[Python-3000] PEP 3131 - the details

Fri May 18 17:24:19 CEST 2007

On 5/17/07, "Martin v. Löwis" <martin at v.loewis.de> wrote:
> > is it generally agreed that the
> > Unicode character classes listed in the PEP are the ones we want to
> > include in identifiers? My preference is to be conservative in terms of
> > what's allowed.

> John Nagle suggested to consider UTR#39
> (http://unicode.org/reports/tr39/). I encourage anybody to help me
> understand what it says.

> The easiest part is 3.1: this seems to say we should restrict characters
> listed as "restrict" in [idmod]. My suggestion would be to warn about
> them. I'm not sure about the purpose of the additional characters:
> surely, they don't think we should support HYPHEN-MINUS in identifiers?
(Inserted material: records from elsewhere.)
PR #2617, opened 2025-12-08
Feat: batch flush

grutt:
# Description

Introduces configurable batch assignment/flush support across scheduler, repository, API contracts, and SDKs. Adds batch metadata columns, persistence, and runtime tracking along with the orchestration logic to evaluate batch keys, buffer assignments, and flush batches via new scheduler workflows. Includes regenerated contracts/clients and new TypeScript examples with end-to-end coverage.

Fixes #N/A

## Type of change

## What's Changed

- Add migration wiring batch columns on `Step`, queue/task tables, runtime metadata, and new `v1_task_batch_run` tracking table.
- Extend repository APIs to compute batch keys, manage batch runs, update runtimes, and surface runtime data through `ListTasks`.
- Implement scheduler batch buffering/flush machinery with timers, dispatcher/worker coordination, and completion handling.
- Regenerate gRPC/OpenAPI contracts and update Go + TypeScript clients to expose batch configuration and runtime fields.
- Provide examples and tests for batch assignment, including Go scheduler/unit coverage and TypeScript e2e exercises.


internal/services/scheduler/v1/scheduler.go
```diff
@@ -737,15 +1146,355 @@ func (s *Scheduler) handleDeadLetteredMessages(msg *msgqueue.Message) (err error
...
+	bytes, err := json.Marshal(data)
+	if err != nil {
+		return ""
+	}
+
+	return string(bytes)
+}
+
+func (s *Scheduler) getBatchConfig(ctx context.Context, tenantId string, stepId string) (*batchConfig, error) {
+	if cached, ok := s.batchConfigs.Load(stepId); ok {
```
grutt: ttl cache

pkg/auth/token/token_test.go
```diff
@@ -92,9 +92,11 @@ func TestRevokeTenantToken(t *testing.T) {
 			t.Fatal(err.Error())
 		}
 
-		// validate the token
+		// validate the token twice to ensure cache hit does not error
 		_, _, err = jwtManager.ValidateTenantToken(context.Background(), token.Token)
+		assert.NoError(t, err)
```
grutt, line 97: flyby changes here.. im not clear on why these tests stated failing

pkg/repository/cache/cache.go
```diff
@@ -13,6 +13,9 @@ type Cacheable interface {
 	// Get gets a value from the cache with the given key
 	Get(key string) (interface{}, bool)
 
+	// Delete removes a value from the cache with the given key
+	Delete(key string)
+
```
grutt, line 18: flyby related to the token_test changes

pkg/repository/postgres/dbsqlc/workers.sql
```diff
@@ -4,11 +4,13 @@ SELECT
     ww."url" AS "webhookUrl",
     ww."id" AS "webhookId",
     workers."maxRuns" - (
-        SELECT COUNT(*)
-        FROM "SemaphoreQueueItem" sqi
+        SELECT
```
grutt: revert, this is v0

pkg/repository/postgres/dbsqlc/workers.sql
```diff
@@ -46,11 +48,13 @@ SELECT
     sqlc.embed(w),
     ww."url" AS "webhookUrl",
     w."maxRuns" - (
-        SELECT COUNT(*)
-        FROM "SemaphoreQueueItem" sqi
+        SELECT
```
grutt: revert, this is v0

pkg/repository/v1/sqlcv1/batch.go
```diff
@@ -26,6 +26,7 @@ type RegisterBatchBatchResults struct {
 	closed bool
 }
 
+// TODO why?
```
grutt: why is this registered this way?

pkg/repository/v1/sqlcv1/queue.sql
```diff
@@ -238,10 +243,16 @@ WITH input AS (
         t.retry_count,
         t.worker_id,
         @tenantId::uuid,
+        t.batch_key,
         t.timeout_at
     FROM
         updated_tasks t
-    ON CONFLICT (task_id, task_inserted_at, retry_count) DO NOTHING
+    ON CONFLICT (task_id, task_inserted_at, retry_count) DO UPDATE
```
grutt, line 259: contemplate this

pkg/repository/v1/sqlcv1/queue.sql
```diff
@@ -251,6 +262,41 @@ SELECT
...
+    input.task_retry_count,
+    NULL,
+    @tenantId::uuid,
+    CURRENT_TIMESTAMP + convert_duration_to_interval(t.step_timeout),
+    t.batch_key
+FROM
+    input
+JOIN
+    v1_task t ON t.id = input.task_id AND t.inserted_at = input.task_inserted_at
+ON CONFLICT (task_id, task_inserted_at, retry_count) DO UPDATE
```
grutt, line 302: contemplate this

pkg/repository/v1/task.go
```diff
@@ -1576,6 +1668,28 @@ func (r *sharedRepository) releaseTasks(ctx context.Context, tx sqlcv1.DBTX, ten
...
+		if task.BatchID.Valid {
+			id := sqlchelpers.UUIDToStr(task.BatchID)
+			if id != "" {
+				uniqueBatchIDs[id] = struct{}{}
+			}
+		}
+	}
+
+	for batchID := range uniqueBatchIDs {
+		err := r.queries.CompleteTaskBatchRun(ctx, tx, sqlcv1.CompleteTaskBatchRunParams{
```
grutt: is this correct?

pkg/repository/v1/task.go
```diff
@@ -1786,6 +1901,60 @@ func (r *sharedRepository) insertTasks(
...
+			}
+
+			res, err := r.celParser.ParseAndEvalStepRun(stepConfig.BatchKeyExpression.String, cel.NewInput(
+				cel.WithInput(task.Input.Input),
+				cel.WithAdditionalMetadata(additionalMeta),
+				cel.WithWorkflowRunID(task.ExternalId),
+				cel.WithParents(task.Input.TriggerData),
+			))
+
+			// TODO write an event for failed parse
```
grutt, line 1966: todo

pkg/repository/v1/task.go
```diff
@@ -2260,6 +2433,47 @@ func (r *sharedRepository) replayTasks(
...
+				return nil, fmt.Errorf("failed to parse batch key expression (%s): input is nil", stepConfig.BatchKeyExpression.String)
+			}
+
+			res, err := r.celParser.ParseAndEvalStepRun(stepConfig.BatchKeyExpression.String, cel.NewInput(
+				cel.WithInput(task.Input.Input),
+				cel.WithAdditionalMetadata(additionalMeta),
+				cel.WithWorkflowRunID(task.ExternalId),
+				cel.WithParents(task.Input.TriggerData),
+			))
+
```
grutt, line 2497: todo write event to olap

internal/services/scheduler/v1/scheduler.go
```diff
@@ -737,15 +1146,355 @@ func (s *Scheduler) handleDeadLetteredMessages(msg *msgqueue.Message) (err error
...
+func (s *Scheduler) batchFlush(ctx context.Context, req *batchFlushRequest) (err error) {
+	if req == nil || len(req.Items) == 0 {
+		return nil
+	}
+
+	reserved := req.BatchKey != "" && req.MaxRuns > 0
+
+	defer func() {
+		if err != nil && reserved {
+			if completeErr := s.repov1.Tasks().CompleteTaskBatchRun(ctx, req.TenantID, req.BatchID); completeErr != nil {
```
grutt: check for correctness here

grutt:
image

api-contracts/dispatcher/dispatcher.proto
```diff
@@ -174,6 +175,30 @@ message AssignedAction {
...
+
+    // (optional) payload for starting a batch execution
+    optional BatchStartPayload batch_start = 24;
+
+    // (optional) the partition key used for batching
+    optional string batchKey = 25;
+}
+
+message BatchStartPayload {
+    string batchId = 1;
```
abelanger5: Lots of these fields seem duplicated with the `optional` fields above in `AssignedAction`, and we're mixing casing

pkg/auth/token/token_test.go
abelanger5: this has been flaky for a while, haven't had the chance to look into it

pkg/repository/v1/sqlcv1/tasks.sql
```diff
@@ -160,12 +160,81 @@ WHERE
...
+    tr.worker_id AS runtime_worker_id,
+    tr.timeout_at AS runtime_timeout_at
 FROM
-    v1_task
+    v1_task t
+LEFT JOIN
+    v1_task_runtime tr ON tr.task_id = t.id
+    AND tr.task_inserted_at = t.inserted_at
+    AND tr.retry_count = t.retry_count
+    AND tr.tenant_id = t.tenant_id
```
abelanger5, line 212: Slightly worried about this left join, we've seen these query plans go wrong before - I wonder if we just want to do this join application-side when we determine whether the task has a batch_id or not

grutt: 🤔 would adding a `AND t.batch_key IS NOT NULL` here satisfy your concern for the base case. The query planner shouldn't join if its not a batch run

api-contracts/dispatcher/dispatcher.proto
```diff
@@ -174,6 +175,27 @@ message AssignedAction {
...
+    optional string batchId = 21;
+
+    // (optional) the total number of tasks in the batch
+    optional int32 batchSize = 22;
+
+    // (optional) the index of the task within the batch
+    optional int32 batchIndex = 23;
+
+    // (optional) payload for starting a batch execution
+    optional BatchStartPayload batch_start = 24;
```
abelanger5: nit: inconsistent casing

api-contracts/openapi/components/schemas/v1/task.yaml
```diff
@@ -236,6 +236,9 @@ V1TaskEvent:
       $ref: "#/V1TaskEventType"
     message:
       type: string
+    eventPayload:
```
abelanger5, line 239: Perhaps a silly question, but how do we not already have this? We're rendering the worker id somehow right?

internal/services/admin/v1/server.go
```diff
@@ -874,6 +874,33 @@ func getCreateTaskOpts(tasks []*contracts.CreateTaskOpts, kind string) ([]v1.Cre
...
+
+			if stepCp.Batch.BatchKey != nil && *stepCp.Batch.BatchKey != "" {
+				steps[j].BatchConfig.BatchKeyExpression = stepCp.Batch.BatchKey
+			}
+
+			if stepCp.Batch.MaxRuns != nil {
+				steps[j].BatchConfig.MaxRuns = stepCp.Batch.MaxRuns
+			}
+
+		}
```
abelanger5, line 903: just confirming we've tested the validation logic here? I saw the validation on the repository side, but wouldn't hurt to double check

cmd/hatchet-migrate/migrate/migrations/20251219181212_batching_consolidated.sql
```diff
@@ -0,0 +1,1419 @@
...
+    tenant_id UUID NOT NULL,
+    queue TEXT NOT NULL,
+    task_id BIGINT NOT NULL,
+    task_inserted_at TIMESTAMPTZ NOT NULL,
+    external_id UUID NOT NULL,
+    action_id TEXT NOT NULL,
+    step_id UUID NOT NULL,
+    workflow_id UUID NOT NULL,
+    workflow_run_id UUID NOT NULL,
+    schedule_timeout_at TIMESTAMP(3),
```
abelanger5, line 45: well, this is frustrating - it does look like all of our `schedule_timeout_at` fields are this data type, no-op here but we should fix this at some point

cmd/hatchet-migrate/migrate/migrations/20251215195000_v1_batching_consolidated.sql
```diff
@@ -0,0 +1,1419 @@
...
+
+CREATE INDEX IF NOT EXISTS v1_batched_queue_item_lookup_idx
+    ON v1_batched_queue_item (tenant_id ASC, step_id ASC, batch_key ASC, inserted_at ASC);
+
+CREATE INDEX IF NOT EXISTS v1_batched_queue_item_queue_idx
+    ON v1_batched_queue_item (tenant_id ASC, queue ASC, priority DESC, inserted_at ASC);
+
+-- Ensure any historical queue->batch redirect trigger is removed (final schema has no redirect trigger)
+DROP TRIGGER IF EXISTS v1_queue_item_redirect_to_batch ON v1_queue_item;
+DROP FUNCTION IF EXISTS v1_queue_item_redirect_to_batch_fn();
```
abelanger5: this seems specific to development? would be in favor of removing

cmd/hatchet-migrate/migrate/migrations/20251219181212_batching_consolidated.sql
```diff
@@ -0,0 +1,1419 @@
...
+DROP FUNCTION IF EXISTS v1_queue_item_redirect_to_batch_fn();
+
+-- v1_batch_runtime table (renamed from v1_task_batch_run in earlier iterations)
+DO $$
+BEGIN
+    IF to_regclass('v1_task_batch_run') IS NOT NULL AND to_regclass('v1_batch_runtime') IS NULL THEN
+        EXECUTE 'ALTER TABLE v1_task_batch_run RENAME TO v1_batch_runtime';
+    END IF;
+END
+$$;
```
abelanger5: also seems specific to development

cmd/hatchet-migrate/migrate/migrations/20251219181212_batching_consolidated.sql
```diff
@@ -0,0 +1,1419 @@
...
+DO $$
+BEGIN
+    IF EXISTS (
+        SELECT 1
+        FROM pg_constraint c
+        JOIN pg_class t ON t.oid = c.conrelid
+        WHERE t.relname = 'v1_batch_runtime'
+          AND c.conname = 'v1_task_batch_run_pkey'
+    ) THEN
+        EXECUTE 'ALTER TABLE v1_batch_runtime RENAME CONSTRAINT v1_task_batch_run_pkey TO v1_batch_runtime_pkey';
```
abelanger5: why are we doing this? was this also just for development?

cmd/hatchet-migrate/migrate/migrations/20251219181212_batching_consolidated.sql
```diff
@@ -0,0 +1,1419 @@
...
+    END IF;
+END
+$$;
+
+ALTER TABLE IF EXISTS v1_batch_runtime DROP COLUMN IF EXISTS completed_at;
+
+DROP INDEX IF EXISTS v1_task_batch_run_active_key_idx;
```
abelanger5: same deal here, just flagging in case missed

cmd/hatchet-migrate/migrate/migrations/20251219181212_batching_consolidated.sql
```diff
@@ -0,0 +1,1419 @@
...
+CREATE INDEX IF NOT EXISTS v1_batch_runtime_key_idx
+    ON v1_batch_runtime (tenant_id, step_id, batch_key);
+
+-- OLAP enum additions for batching lifecycle events
+ALTER TYPE v1_event_type_olap ADD VALUE IF NOT EXISTS 'BATCH_BUFFERED';
+ALTER TYPE v1_event_type_olap ADD VALUE IF NOT EXISTS 'WAITING_FOR_BATCH';
+ALTER TYPE v1_event_type_olap ADD VALUE IF NOT EXISTS 'BATCH_FLUSHED';
+-- +goose StatementEnd
+
+-- +goose StatementBegin
```
abelanger5, line 118: not seeing why this needs to be a separate tx? functions should be transactionally safe

sql/schema/v1-core.sql
```diff
@@ -423,6 +429,70 @@ CREATE INDEX v1_task_runtime_tenantId_workerId_idx ON v1_task_runtime (tenant_id
...
+        v1_batch_runtime br
+    WHERE
+        (br.tenant_id, br.batch_id) IN (SELECT tenant_id, batch_id FROM deletable);
+
+    RETURN NULL;
+END;
+$$
+LANGUAGE plpgsql;
+
+DROP TRIGGER IF EXISTS after_v1_task_runtime_delete_cleanup_batch_runtime ON v1_task_runtime;
```
abelanger5: similar to migration comments, let's not leak dev logic into the schema

sql/schema/v1-core.sql
```diff
@@ -1048,26 +1166,31 @@ BEGIN
...
+        nt.step_timeout,
+        COALESCE(nt.priority, 1),
+        nt.sticky,
+        nt.desired_worker_id,
+        nt.retry_count,
+        COALESCE(nt.batch_key, t.batch_key)
+    FROM new_table nt
+    LEFT JOIN v1_task t
+        ON t.id = nt.id
+        AND t.inserted_at = nt.inserted_at
```
abelanger5, line 1192: does this left join have a purpose? seems potentially harmful

cmd/hatchet-migrate/migrate/migrations/20251219181212_batching_consolidated.sql
```diff
@@ -0,0 +1,1419 @@
...
+-- Update trigger functions to match current canonical definitions in sql/schema/v1-core.sql (batch_key propagation)
+CREATE OR REPLACE FUNCTION v1_task_insert_function()
```
abelanger5, line 120: Just a note, I reviewed some more schema-level things in the v1-core.sql table, because it was a lot easier to review changes there.

internal/services/scheduler/v1/scheduler.go
```diff
@@ -699,18 +833,428 @@ func (s *Scheduler) notifyAfterConcurrency(ctx context.Context, tenantId string,
...
+
+	bytes, err := json.Marshal(data)
+	if err != nil {
+		return ""
+	}
+
+	return string(bytes)
+}
+
 func (s *Scheduler) handleDeadLetteredMessages(msg *msgqueue.Message) (err error) {
```
abelanger5, line 1259: It looks like we are not handling a dead-lettered `batch-start` message

internal/services/scheduler/v1/scheduler.go
```diff
@@ -699,18 +833,428 @@ func (s *Scheduler) notifyAfterConcurrency(ctx context.Context, tenantId string,
...
+			TriggerReason: flushReason,
+			TriggerTime:   triggeredAt,
+		}
+
+		if meta.MaxRuns > 0 {
+			maxRuns := int(meta.MaxRuns)
+			startPayload.MaxRuns = &maxRuns
+		}
+
+		startMsg, err := tasktypes.StartBatchMessage(tenantId, startPayload)
```
abelanger5, line 1035: What happens if this message is received by the dispatcher after it gets one of the individual tasks? Ordering is not guaranteed on the dispatcher side because of a QOS which is greater than 1, so if the worker expects this message to be received strictly before all of the batch's task assignments, this might not work.

abelanger5: a potential fix could be to include this message as part of the assignment message...

pkg/repository/v1/sqlcv1/tasks.sql
```diff
@@ -910,15 +1002,81 @@ FROM
     input rec;
 
 -- name: RegisterBatch :batchexec
+-- TODO why?
```
abelanger5: address todo?

pkg/repository/v1/sqlcv1/tasks.sql
```diff
@@ -910,15 +1002,81 @@ FROM
...
+    AND batch_id = @batchId::uuid;
+
 -- name: AnalyzeV1Task :exec
 ANALYZE v1_task;
 
 -- name: AnalyzeV1TaskEvent :exec
 ANALYZE v1_task_event;
 
+-- name: AnalyzeV1BatchRuntime :exec
+ANALYZE v1_batch_runtime;
```
abelanger5: don't think this table is partitioned?

pkg/repository/v1/sqlcv1/queue.sql
```diff
@@ -511,3 +583,238 @@ WHERE (task_id, task_inserted_at) IN (
...
+    tenant_id = @tenantId::uuid
+    AND id = ANY(@ids::bigint[]);
+
+-- name: MoveBatchedQueueItems :many
+WITH input AS (
+    SELECT
+        UNNEST(@ids::bigint[]) AS id
+), moved_items AS (
+    DELETE FROM v1_batched_queue_item
+    WHERE id = ANY(SELECT id FROM input)
```
abelanger5: nit: don't need the unnest pattern, can just do `any(@ids::bigint[])`

cmd/hatchet-migrate/migrate/migrations/20251215195000_v1_batching_consolidated.sql
```diff
@@ -0,0 +1,1419 @@
...
+    autovacuum_analyze_threshold = '25',
+    autovacuum_vacuum_cost_delay = '10',
+    autovacuum_vacuum_cost_limit = '1000'
+);
+
+CREATE INDEX IF NOT EXISTS v1_batched_queue_item_lookup_idx
+    ON v1_batched_queue_item (tenant_id ASC, step_id ASC, batch_key ASC, inserted_at ASC);
+
+CREATE INDEX IF NOT EXISTS v1_batched_queue_item_queue_idx
+    ON v1_batched_queue_item (tenant_id ASC, queue ASC, priority DESC, inserted_at ASC);
```
abelanger5: I question both of these indexes. So I see three query patterns on v1_batched_queue_item:
1. (tenant_id, step_id, batch_key) ordered by priority DESC and id ASC - there likely isn't an index that would be used here because of the ORDER BY. I believe you'd want the order by to be last in the index (and perhaps drop the id asc but not sure)
2. (tenant_id, schedule_timeout_at) ordered by id ASC 
3. Querying directly by IDs

Which queries are these indexes supposed to help with?

sdks/python/examples/batch_task/worker.py
```diff
@@ -0,0 +1,42 @@
...
+
+@workflow.batch_task(
+    name="uppercase",
+    batch_size=2,
+    flush_interval_ms=500,
+    batch_key="input.group",
+    max_runs=1,
+)
+async def uppercase(
+    inputs: list[BatchInput], ctxs: list[Context]
```
mrkaye97: important: do you think these should both be lists, where they share an index? or do you think we should zip the lists together into pairs of `(input, ctx)`? IMO, the second is probably better so that you can loop over each input + ctx as a single pair, but could be convinced otherwise. I usually am just nervous about relying on things to be in the same order 😅 

similarly, I wonder if we should have a single `BatchContext` instead of having many contexts, but I'm not quite sure how that'd work

sdks/python/hatchet_sdk/clients/dispatcher/action_listener.py
```diff
@@ -227,6 +232,22 @@ async def _generator(self) -> AsyncGenerator[Action | None, None]:
 
                         action_payload = ActionPayload()
 
+                    batch_start_payload: BatchStartPayload | None = None
+                    if assigned_action.batch_start is not None:
+                        trigger_time = None
+                        if hasattr(
+                            assigned_action.batch_start.triggerTime, "ToDatetime"
+                        ):
```
mrkaye97: we shouldn't do this, because this sort of thing (`hasattr` and `getattr`) can bypass the type checker in unexpected ways. for this, we should check if `batch_start` is not `None`, and then access the `triggerTime` based on that. it's a bit clunky, but it's more type safe

sdks/python/hatchet_sdk/hatchet.py
```diff
@@ -491,6 +491,160 @@ def inner(
...
+        *,
+        name: str | None = None,
+        description: str | None = None,
+        input_validator: None = None,
+        on_events: list[str] | None = None,
+        on_crons: list[str] | None = None,
+        version: str | None = None,
+        sticky: StickyStrategy | None = None,
+        default_priority: int = 1,
+        concurrency: ConcurrencyExpression | list[ConcurrencyExpression] | None = None,
```
mrkaye97, line 506: not sure if we discussed this, but how does concurrency work in this world again? like if the `max_runs` is set to a smaller number than the `batch_size` here, what happens?

sdks/python/hatchet_sdk/hatchet.py
```diff
@@ -491,6 +491,160 @@ def inner(
...
+        schedule_timeout: Duration = timedelta(minutes=5),
+        execution_timeout: Duration = timedelta(seconds=60),
+        retries: int = 0,
+        rate_limits: list[RateLimit] | None = None,
+        desired_worker_labels: dict[str, DesiredWorkerLabel] | None = None,
+        backoff_factor: float | None = None,
+        backoff_max_seconds: int | None = None,
+        default_filters: list[DefaultFilter] | None = None,
+        batch_size: int = ...,
```
mrkaye97: nit: should we call this `max_batch_size` or some such?

sdks/python/hatchet_sdk/hatchet.py
```diff
@@ -491,6 +491,160 @@ def inner(
...
+        flush_interval_ms: int | None = None,
```
mrkaye97: nit: I wonder if making this a `timedelta` and the converting to ms internally is a better strategy here. also, do we have a maximum flush interval?

sdks/python/hatchet_sdk/hatchet.py
```diff
@@ -491,6 +491,160 @@ def inner(
...
+        batch_key: str | None = None,
+        max_runs: int | None = None,
```
mrkaye97: how does this `max_runs` differ from the concurrency config ^^^?

sdks/python/hatchet_sdk/hatchet.py
```diff
@@ -491,6 +491,160 @@ def inner(
...
+        execution_timeout: Duration = timedelta(seconds=60),
+        retries: int = 0,
+        rate_limits: list[RateLimit] | None = None,
+        desired_worker_labels: dict[str, DesiredWorkerLabel] | None = None,
+        backoff_factor: float | None = None,
+        backoff_max_seconds: int | None = None,
+        default_filters: list[DefaultFilter] | None = None,
+        batch_size: int = ...,
+        flush_interval_ms: int | None = None,
+        batch_key: str | None = None,
```
mrkaye97: is this for managing concurrency?

sdks/python/hatchet_sdk/hatchet.py
```diff
@@ -491,6 +491,160 @@ def inner(
...
+                backoff_factor=backoff_factor,
+                backoff_max_seconds=backoff_max_seconds,
+                concurrency=_concurrency,
+                batch_size=batch_size,
+                flush_interval_ms=flush_interval_ms,
+                batch_key=batch_key,
+                max_runs=max_runs,
+            )
+
+            created_task = task_wrapper(func)  # type: ignore[arg-type]
```
mrkaye97: I think we should not need this `type: ignore` here - what error is this suppressing?

sdks/python/hatchet_sdk/runnables/workflow.py
```diff
@@ -1230,6 +1333,12 @@ def __init__(
 
         return_type = get_type_hints(self._task.fn).get("return")
 
+        if getattr(self._task, "is_batch", False):
```
mrkaye97: same here re: type checker - shouldn't need to use `getattr`

sdks/python/hatchet_sdk/worker/runner/runner.py
```diff
@@ -67,6 +68,114 @@ class WorkerStatus(Enum):
...
+    ) -> None:
+        state = self.batches.get(batch_id)
+
+        if state is None:
+            state = _BatchState(
+                expected_size=expected_size,
+                items={},
+                started=False,
+                batch_key=batch_key,
+            )
```
mrkaye97, line 176: nit: I think we can use a `defaultdict` for this instead of a plain dict so that we don't need to check if `state` is `None`

mrkaye97: although this might not work well with a dynamic `batch_key` idk

sdks/python/hatchet_sdk/worker/runner/runner.py
```diff
@@ -67,6 +68,114 @@ class WorkerStatus(Enum):
...
+            self.batches[batch_id] = state
+        elif state.expected_size != expected_size and expected_size > 0:
+            raise ValueError(
+                f"Batch metadata mismatch for '{self.action_id}' batch {batch_id}: expected size {state.expected_size}, got {expected_size}"
+            )
```
mrkaye97, line 181: what happens if this raises? do the tasks ever start? or does the engine find out somehow?

sdks/python/hatchet_sdk/worker/runner/runner.py
```diff
@@ -121,6 +230,11 @@ def __init__(
         self.lifespan_context = lifespan_context
         self.log_sender = log_sender
 
+        self._batch_controllers: dict[str, _BatchController] = {}
+        for action_id, task in self.action_registry.items():
+            if getattr(task, "is_batch", False):
```
mrkaye97: same here re: getattr

sdks/python/hatchet_sdk/worker/runner/runner.py
```diff
@@ -121,6 +230,11 @@ def __init__(
...
+                self._batch_controllers[action_id] = _BatchController(action_id, task)
```
mrkaye97, line 307: am I understanding this wrong? this loops through the action registry and if something is _not_ a batch task, creates a batch controller for it?

sdks/python/hatchet_sdk/worker/runner/runner.py
```diff
@@ -238,6 +356,9 @@ async def async_wrapped_action_func(
         ctx_action_key.set(action.key)
         ctx_additional_metadata.set(action.additional_metadata)
 
+        if getattr(task, "is_batch", False):
```
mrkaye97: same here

Rather, they mean that it is commonly used (Lisp and DNS names, at
least), and is (deemed by them as) safe (given that you have applied
their exclusions, such as the dashes).  Python should still use a
tailoring and exclude it.

 > 4. Confusable Detection: Without considering details, it seems you need
> two strings to decide whether they are confusable. So it's not clear
> to me how this could apply to banning certain identifiers.

In most cases, the strings are confusable because individual characters are.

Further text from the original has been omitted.